Don’t get me wrong, we’ve been treated to some excellent players on The Bluff, but never the complete package to get them over the hump. Danny Nee had marginal talent but played an archaic system that he only recruited one player, Martin Osamani, who made any sense in it. Ron Everhart managed to get some top end players, but supplemented them with D-II talent, particularly inside. Jim Ferry has secured lots of decent to good players but the timing hasn’t always worked out. In the beginning he had a veteran post player in Ovie Soko, with inexperience everywhere else. Then, he had some experience at guard and none down low. Last year was the first where he had any kind of mix, and though they were disappointing given the decent start, the results still marked a clear improvement.
I didn’t expect the cycle of offseason optimism to repeat itself after the Dukes lost five of their seven most important players from last year’s team. I expected the Dukes to tank this season, but here I am, gleeful. It’s not even just about the grad transfers who will no question offset some of those departures or the incoming questions. It’s about what’s coming back and what will be around for the next couple of years.
The key to why I’m excited is that Ferry’s system seems to be quite personnel driven and I think he’s collected the right pieces to finally take the program to another level. Here’s what I’ve gleaned from his comments over the years of the types of players he needs to make his system work.
?We have more depth, which will allow us to play faster on offense and play harder on defense.”
– Duquesne Duke, November 2014
Year over year, Ferry’s bench has gotten deeper. Last season, they had plenty of depth to go around at every position except guard, even after the loss of Jeremiah Jones. This season, the Dukes should solve that problem. Emile Blackmon and Tarin Smith appear to have the starting spots locked down. Josh Steel showed surprising polish as a freshman from a country where basketball generally isn’t in the public consciousness. Playing basketball in England is similar to taking up soccer in the U.S. He should give them one solid option at either guard position. Rene Castro disappointed last season, but was up to his old self in in his 2016 Pro-Am debut scoring 23 points on only 11 shots.
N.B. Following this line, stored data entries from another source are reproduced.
PR #1773, opened 2022-07-18
RFC 019, 020 initial implementation

MacondoExpress:
# Description
Add comparator operators to String type and introduce it as an optional feature for strings. 
Described in more detail in RFC 019 and RFC 020.

# Checklist


neo4j-team-graphql:

Check out your changes at https://neo4j-graphql-docs-1773.surge.sh

.changeset/string-comparators-changeset.md
```diff
@@ -0,0 +1,7 @@
+---
+"graphql-manual": patch
+"@neo4j/graphql": patch
```
angrykoala, line 3: I think this should be a minor release, as it is adding some features

packages/graphql/tests/integration/advanced-filtering.int.test.ts
```diff
@@ -680,6 +680,288 @@ describe("Advanced Filtering", () => {
...
+                            CREATE (:${movieType.name} {title: $matrix})
+                            CREATE (:${movieType.name} {title: $matrixReloaded})
+                            CREATE (:${movieType.name} {title: $matrixRevolutions})
+                        `,
+                    { matrix, matrixReloaded,  matrixRevolutions }
+                );
+
+                const query = `
+                            {
+                                ${movieType.plural}(where: { title_GT: "${matrix}" }) {
```
angrykoala, line 726: I may be missing another test case, but just to ensure this work as expected, it would be good to add a film with a smaller title (e.g "IT") so we can confirm that this filter is removing that one

packages/graphql/tests/integration/advanced-filtering.int.test.ts
```diff
@@ -680,6 +680,288 @@ describe("Advanced Filtering", () => {
...
+                            CREATE (:${movieType.name} {title: $matrix})
+                            CREATE (:${movieType.name} {title: $matrixReloaded})
+                            CREATE (:${movieType.name} {title: $matrixRevolutions})
+                        `,
+                    { matrix, matrixReloaded,  matrixRevolutions }
+                );
+
+                const query = `
+                            {
+                                ${movieType.plural}(where: { title_LT: "${matrixRevolutions}" }) {
```
angrykoala, line 796: Same as before, but with a title longer (e.g. "The Englishman who Went up a Hill but Came down a Mountain")

angrykoala (approved):
LGTM :+1:

darrellwarde:
[[S4][Levelset - OREM Construction Job Radar] GraphQL v3.2.3 Request to Support ( GTE, GT, LTE, LT ) Operators For String Fields](https://trello.com/c/uRWUptV2/58-s4levelset-orem-construction-job-radar-graphql-v323-request-to-support-gte-gt-lte-lt-operators-for-string-fields)

.changeset/string-comparators-changeset.md
MacondoExpress: I agree!

packages/graphql/tests/integration/advanced-filtering.int.test.ts
angrykoala: Oh, sorry, for some reason in my head I though it was length and not alphabetical order.

My point still is the same (only use something like aaa, or whatever) just to make sure that at least a field not greater than is filtered

MacondoExpress: No problem!

packages/graphql/tests/integration/optional-features-int.test.ts
```diff
@@ -0,0 +1,136 @@
+/*
```
darrellwarde, line 1: **suggestion:** I would say this file is completely unnecessary, as this is totally covered by [packages/graphql/tests/schema/string-comparators.test.ts](https://github.com/neo4j/graphql/pull/1773/files#diff-dd5f7d162b2d2fa7ee4b30ea50e73942b783c8cba16dd3e4244143fbb9dd013f)! 🙂

packages/graphql/tests/integration/advanced-filtering.int.test.ts
```diff
@@ -680,6 +680,299 @@ describe("Advanced Filtering", () => {
...
+                                LT: true,
+                                GT: true,
+                                LTE: true,
+                                GTE: true,
+                            },
+                        },
+                    },
+                },
+                typeDefs,
+            });
```
darrellwarde, line 709: **suggestion:** I think this configuration is a level too deep! What if it could be like this? I think `features` sits nicely next to `plugins`. 

```suggestion
            const neoSchema = new Neo4jGraphQL({
                features: {
                    filters: {
                        String: {
                            LT: true,
                            GT: true,
                            LTE: true,
                            GTE: true,
                        },
                    },
                },
                typeDefs,
            });
```

darrellwarde (changes requested):
This looks great, super fast work! 🥇 

I have a couple of changes suggested, and have a think about my suggestion for the structure of the constructor!

packages/graphql/tests/integration/advanced-filtering.int.test.ts
MacondoExpress: Could it worth remove the features level and let the config be:
```javascript
config: {
  filters: {
      String: {
          LT: true,
          GT: true,
          LTE: true,
          GTE: true
      }
  }
}
```
thoughts?

packages/graphql/tests/integration/optional-features-int.test.ts
MacondoExpress: I think you're right 😄

packages/graphql/tests/integration/advanced-filtering.int.test.ts
MacondoExpress: No problem, it makes sense to me as well! I'm going to move this outside the configuration file 😄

If both fail, the Dukes should have options in freshmen Mike Lewis and Spencer Littleson.
“There’s a reason the coaches picked us to finish last. We had no ball-handling in this program. I was the best ball-handler. And I’m a shooter.”
– Trib Live -March 9, 2013
I don’t know if the Dukes have a true point guard on the roster save for Lewis, but they have a number, including freshman big Isiah Mike and grad transfer Kale Abrahamson, who can handle the ball. I think it’s safe to say Ferry’s no longer the best ball handler.
Complete Power Forward
?He ?s one of these forwards that can control the basketball game because of his passing ability and the way he sees the floor and keeps everyone involved. And then he ?s got that ability to score the ball inside and out. ?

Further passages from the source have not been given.